RECORDS: Begin
PR #53, opened 2018-12-01
CodeReview of 14 from 0

frankplus:
Hello Fasan,
here is some of my code that needs to be reviewed.
could you please review:
in PhotoTester class
1) float ingredientsTextComparison(String correct, String extracted); 
2) String getTagsStatsString()
3) String getMinKey(Map<String, Float> map)

and TestElement Class

### DIFF
--- a/app/src/main/java/unipd/se18/ocrcamera/PhotoTester.java
+++ b/app/src/main/java/unipd/se18/ocrcamera/PhotoTester.java
@@ -429,6 +429,11 @@ public class PhotoTester {
         return report;
     }
 
+    /**
+     * Find and return key corresponding to minimum value
+     * @param map
+     * @return key corresponding to minimum value
+     */
     private String getMinKey(Map<String, Float> map) {
         String minKey = null;
         float minValue = Float.MAX_VALUE;
--- a/app/src/main/java/unipd/se18/ocrcamera/PhotoTester.java
+++ b/app/src/main/java/unipd/se18/ocrcamera/PhotoTester.java
@@ -158,9 +158,10 @@ public class PhotoTester {
 
     /**
      * Compare the list of ingredients extracted by OCR and the correct list of ingredients
-     * @param correct correct list of ingredients loaded from file
-     * @param extracted list of ingredients extracted by the OCR
-     * @return confidence percentage based on number of matched words, their similarity and order
+     *
+     * @param correct       Correct list of ingredients loaded from file
+     * @param extracted     List of ingredients extracted by the OCR
+     * @return Confidence percentage based on number of matched words, their similarity and order
      * @author Francesco Pham credit to Stefano Romanello for Levenshtein library suggestion
      */
     private float ingredientsTextComparison(String correct, String extracted){
@@ -174,11 +175,11 @@ public class PhotoTester {
         Log.i(TAG, "ingredientsTextComparison -> Start of comparing");
         Log.i(TAG, "ingredientsTextComparison -> correctWords.length == " + correctWords.length + ", extractedWords.length == " + extractedWords.length);
 
-        float points = 0;
-        int maxPoints = 0;
-        int posLastWordFound = 0;
-        int consecutiveNotFound = 0;
-
+        float points = 0; //points are added each time a word is found
+        int maxPoints = 0; //maximum points which is the number of characters of all words with more than 3 characters
+        int posLastWordFound = 0; //index of the last word found
+        int consecutiveNotFound = 0; //consecutive words not found since last word found
+        final double similarityThreshold = 0.8; //threshold above which the word we are looking at is considered found
 
         WeightedLevenshtein levenshtein = new WeightedLevenshtein(
                 new CharacterSubstitutionInterface() {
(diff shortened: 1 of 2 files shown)


app/src/main/java/unipd/se18/ocrcamera/PhotoTester.java
```diff
@@ -0,0 +1,449 @@
...
+     * @return confidence percentage based on number of matched words, their similarity and order
+     * @author Francesco Pham credit to Stefano Romanello for Levenshtein library suggestion
+     */
+    private float ingredientsTextComparison(String correct, String extracted){
+
+        extracted = extracted.toLowerCase(); //ignoring case
+
+        //split words
+        String[] extractedWords = extracted.trim().split("[ ,-:./\\n\\r]+");
+        String[] correctWords = correct.trim().split("[ ,-:./\\n\\r]+");
```
Giofasan, line 173: Thanks you made me know a function for strings that I did not know that trim() that I will insert on my function.

app/src/main/java/unipd/se18/ocrcamera/PhotoTester.java
```diff
@@ -0,0 +1,449 @@
...
+                            return 0.5;
+                        }
+                        else if (c1 == 'I' && c2 == 'l') {
+                            return 0.5;
+                        }
+
+                        // For most cases, the cost of substituting 2 characters
+                        // is 1.0
+                        return 1.0;
+                    }
```
Giofasan, line 204: I advise you not to use magic numbers and then to replace them with variables defined with those numbers.

app/src/main/java/unipd/se18/ocrcamera/PhotoTester.java
```diff
@@ -0,0 +1,449 @@
...
+        String[] correctWords = correct.trim().split("[ ,-:./\\n\\r]+");
+
+        Log.i(TAG, "ingredientsTextComparison -> Start of comparing");
+        Log.i(TAG, "ingredientsTextComparison -> correctWords.length == " + correctWords.length + ", extractedWords.length == " + extractedWords.length);
+
+        float points = 0;
+        int maxPoints = 0;
+        int posLastWordFound = 0;
+        int consecutiveNotFound = 0;
+
```
Giofasan: It would be useful to comment on the defined variable, writing usage

app/src/main/java/unipd/se18/ocrcamera/PhotoTester.java
```diff
@@ -0,0 +1,449 @@
...
+                for (int i = 0; i < extractedWords.length && !found; i++) {
+                    //for each extracted words starting from posLastWordFound
+                    index = (posLastWordFound + i) % extractedWords.length;
+
+                    //Calculate similarity and normalize
+                    int maxLength = Math.max(word.length(),extractedWords[index].length());
+                    double similarity = 1.0 - levenshtein.distance(word,extractedWords[index])/maxLength;
+
+                    //if similarity grater than 0.8 the word is found
+                    if (similarity > 0.8) {
```
Giofasan: I do not understand why> 0.8. Is it a parameter that you gave yourself or is it default?

app/src/main/java/unipd/se18/ocrcamera/PhotoTester.java
```diff
@@ -0,0 +1,449 @@
...
+                posLastWordFound = index;
+            } else {
+                consecutiveNotFound++;
+            }
+        }
+        float confidence = (points / maxPoints)*100;
+        Log.i(TAG, "ingredientsTextComparison -> confidence == " + confidence + " (%)");
+        return confidence;
+
+    }
```
Giofasan, line 267: Excellent function.
I would advise you to use less magic numbers, because you use them very often and could create problems, and replace them with local variables.

app/src/main/java/unipd/se18/ocrcamera/TestElement.java
```diff
@@ -0,0 +1,91 @@
...
+
+/**
+ * Class that contains a single test element, used in PhotoTester to build a single test and on AdapterTestElement to show data in a listview
+ * @author Luca Moroldo, Francesco Pham
+ */
+
+public class TestElement {
+
+    private Bitmap picture;
+    private JSONObject jsonObject;
```
Giofasan, line 16: I did not know the JSONObject object, I did a search on the internet and it seems very useful.
A little advice for the future: if you use new objects, add the link where the functions of the objects are explained, to simplify the review.

app/src/main/java/unipd/se18/ocrcamera/PhotoTester.java
frankplus: It doesn't make sense to replace them with final variables and define them elsewhere in the code because that is where I am overriding the cost function for the Levenshtein algorithm.

app/src/main/java/unipd/se18/ocrcamera/PhotoTester.java
frankplus: commented in commit 56d3cb4

app/src/main/java/unipd/se18/ocrcamera/PhotoTester.java
frankplus: I made it a final variable in commit 56d3cb4

app/src/main/java/unipd/se18/ocrcamera/TestElement.java
frankplus: thank you for your advice. JSONObject is available in the standard JDK so there are loads of documentations available on the web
RECORDS: End
▶ WORK ORDER:
Take the material above and transcribe all of it exactly.

▶ RESPONSE TO THE EXERCISE:
PR #53, opened 2018-12-01
CodeReview of 14 from 0

frankplus:
Hello Fasan,
here is some of my code that needs to be reviewed.
could you please review:
in PhotoTester class
1) float ingredientsTextComparison(String correct, String extracted); 
2) String getTagsStatsString()
3) String getMinKey(Map<String, Float> map)

and TestElement Class

### DIFF
--- a/app/src/main/java/unipd/se18/ocrcamera/PhotoTester.java
+++ b/app/src/main/java/unipd/se18/ocrcamera/PhotoTester.java
@@ -429,6 +429,11 @@ public class PhotoTester {
         return report;
     }
 
+    /**
+     * Find and return key corresponding to minimum value
+     * @param map
+     * @return key corresponding to minimum value
+     */
     private String getMinKey(Map<String, Float> map) {
         String minKey = null;
         float minValue = Float.MAX_VALUE;
--- a/app/src/main/java/unipd/se18/ocrcamera/PhotoTester.java
+++ b/app/src/main/java/unipd/se18/ocrcamera/PhotoTester.java
@@ -158,9 +158,10 @@ public class PhotoTester {
 
     /**
      * Compare the list of ingredients extracted by OCR and the correct list of ingredients
-     * @param correct correct list of ingredients loaded from file
-     * @param extracted list of ingredients extracted by the OCR
-     * @return confidence percentage based on number of matched words, their similarity and order
+     *
+     * @param correct       Correct list of ingredients loaded from file
+     * @param extracted     List of ingredients extracted by the OCR
+     * @return Confidence percentage based on number of matched words, their similarity and order
      * @author Francesco Pham credit to Stefano Romanello for Levenshtein library suggestion
      */
     private float ingredientsTextComparison(String correct, String extracted){
@@ -174,11 +175,11 @@ public class PhotoTester {
         Log.i(TAG, "ingredientsTextComparison -> Start of comparing");
         Log.i(TAG, "ingredientsTextComparison -> correctWords.length == " + correctWords.length + ", extractedWords.length == " + extractedWords.length);
 
-        float points = 0;
-        int maxPoints = 0;
-        int posLastWordFound = 0;
-        int consecutiveNotFound = 0;
-
+        float points = 0; //points are added each time a word is found
+        int maxPoints = 0; //maximum points which is the number of characters of all words with more than 3 characters
+        int posLastWordFound = 0; //index of the last word found
+        int consecutiveNotFound = 0; //consecutive words not found since last word found
+        final double similarityThreshold = 0.8; //threshold above which the word we are looking at is considered found
 
         WeightedLevenshtein levenshtein = new WeightedLevenshtein(
                 new CharacterSubstitutionInterface() {
(diff shortened: 1 of 2 files shown)


app/src/main/java/unipd/se18/ocrcamera/PhotoTester.java
```diff
@@ -0,0 +1,449 @@
...
+     * @return confidence percentage based on number of matched words, their similarity and order
+     * @author Francesco Pham credit to Stefano Romanello for Levenshtein library suggestion
+     */
+    private float ingredientsTextComparison(String correct, String extracted){
+
+        extracted = extracted.toLowerCase(); //ignoring case
+
+        //split words
+        String[] extractedWords = extracted.trim().split("[ ,-:./\\n\\r]+");
+        String[] correctWords = correct.trim().split("[ ,-:./\\n\\r]+");
```
Giofasan, line 173: Thanks you made me know a function for strings that I did not know that trim() that I will insert on my function.

app/src/main/java/unipd/se18/ocrcamera/PhotoTester.java
```diff
@@ -0,0 +1,449 @@
...
+                            return 0.5;
+                        }
+                        else if (c1 == 'I' && c2 == 'l') {
+                            return 0.5;
+                        }
+
+                        // For most cases, the cost of substituting 2 characters
+                        // is 1.0
+                        return 1.0;
+                    }
```
Giofasan, line 204: I advise you not to use magic numbers and then to replace them with variables defined with those numbers.

app/src/main/java/unipd/se18/ocrcamera/PhotoTester.java
```diff
@@ -0,0 +1,449 @@
...
+        String[] correctWords = correct.trim().split("[ ,-:./\\n\\r]+");
+
+        Log.i(TAG, "ingredientsTextComparison -> Start of comparing");
+        Log.i(TAG, "ingredientsTextComparison -> correctWords.length == " + correctWords.length + ", extractedWords.length == " + extractedWords.length);
+
+        float points = 0;
+        int maxPoints = 0;
+        int posLastWordFound = 0;
+        int consecutiveNotFound = 0;
+
```
Giofasan: It would be useful to comment on the defined variable, writing usage

app/src/main/java/unipd/se18/ocrcamera/PhotoTester.java
```diff
@@ -0,0 +1,449 @@
...
+                for (int i = 0; i < extractedWords.length && !found; i++) {
+                    //for each extracted words starting from posLastWordFound
+                    index = (posLastWordFound + i) % extractedWords.length;
+
+                    //Calculate similarity and normalize
+                    int maxLength = Math.max(word.length(),extractedWords[index].length());
+                    double similarity = 1.0 - levenshtein.distance(word,extractedWords[index])/maxLength;
+
+                    //if similarity grater than 0.8 the word is found
+                    if (similarity > 0.8) {
```
Giofasan: I do not understand why> 0.8. Is it a parameter that you gave yourself or is it default?

app/src/main/java/unipd/se18/ocrcamera/PhotoTester.java
```diff
@@ -0,0 +1,449 @@
...
+                posLastWordFound = index;
+            } else {
+                consecutiveNotFound++;
+            }
+        }
+        float confidence = (points / maxPoints)*100;
+        Log.i(TAG, "ingredientsTextComparison -> confidence == " + confidence + " (%)");
+        return confidence;
+
+    }
```
Giofasan, line 267: Excellent function.
I would advise you to use less magic numbers, because you use them very often and could create problems, and replace them with local variables.

app/src/main/java/unipd/se18/ocrcamera/TestElement.java
```diff
@@ -0,0 +1,91 @@
...
+
+/**
+ * Class that contains a single test element, used in PhotoTester to build a single test and on AdapterTestElement to show data in a listview
+ * @author Luca Moroldo, Francesco Pham
+ */
+
+public class TestElement {
+
+    private Bitmap picture;
+    private JSONObject jsonObject;
```
Giofasan, line 16: I did not know the JSONObject object, I did a search on the internet and it seems very useful.
A little advice for the future: if you use new objects, add the link where the functions of the objects are explained, to simplify the review.

app/src/main/java/unipd/se18/ocrcamera/PhotoTester.java
frankplus: It doesn't make sense to replace them with final variables and define them elsewhere in the code because that is where I am overriding the cost function for the Levenshtein algorithm.

app/src/main/java/unipd/se18/ocrcamera/PhotoTester.java
frankplus: commented in commit 56d3cb4

app/src/main/java/unipd/se18/ocrcamera/PhotoTester.java
frankplus: I made it a final variable in commit 56d3cb4

app/src/main/java/unipd/se18/ocrcamera/TestElement.java
frankplus: thank you for your advice. JSONObject is available in the standard JDK so there are loads of documentations available on the web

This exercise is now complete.